_About this exercise_. Check every line of the data below for the string "currently", and copy the ones that hold it.

***** Data records *****

PR #302, opened 2018-02-26
Added constants for german keyboard layout

michabu:
Specifically these are constants that work with a windows computer. For
Mac OS X there will be a different set of constants needed. I'm
currently not sure what would be the best way to actually support the
layouts of different target OSes.

This is the first draft of a definition for the use with german windows computers. As discussed in [Qwertz in general, german in particular](https://community.keyboard.io/t/qwertz-in-general-german-in-particular/454/23)

### DIFF
--- a/src/kaleidoscope/lang/de_qwertz.h
+++ b/src/kaleidoscope/lang/de_qwertz.h
@@ -1,0 +1,281 @@
+#pragma once
+
+// Alt gr
+#define ALTGR RALT
+
+/* German Umlaute */
+#define Key_de_SZ Key_Minus
+#define Key_de_AE Key_Quote
+#define Key_de_UE Key_LeftBracket
+#define Key_de_OE Key_Semicolon
+
+/* These are deviating from the us layout */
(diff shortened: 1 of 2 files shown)


algernon:
Thanks for the draft! We are currently trying to figure out how to best support different languages and layouts, so it may take a while to move forward with this. Once we have a reasonable way, we'll incorporate your work ASAP.

Sohalt:
Any update on this?
Should be easy to incorporate into https://github.com/keyboardio/Kaleidoscope-Languages, shouldn't it?

obra:
I'd love to see a PR against Kaleidoscope-Languages for this :)
ᐧ

Sohalt:
I've done something here https://github.com/keyboardio/Kaleidoscope-Languages/pull/1

algernon:
Seeing as there's a PR against `Kaleidoscope-Languages` now, I think this can be closed now. I do not think language codes belong to the core firmware (there'd be way too many of them in the end), so doing it in a plugin feels like the right thing to do.

Thanks a lot for everyone involved for pushing this forward!

If anyone disagrees, please reopen this ticket.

*****

_Result_.
currently not sure what would be the best way to actually support the
Thanks for the draft! We are currently trying to figure out how to best support different languages and layouts, so it may take a while to move forward with this. Once we have a reasonable way, we'll incorporate your work ASAP.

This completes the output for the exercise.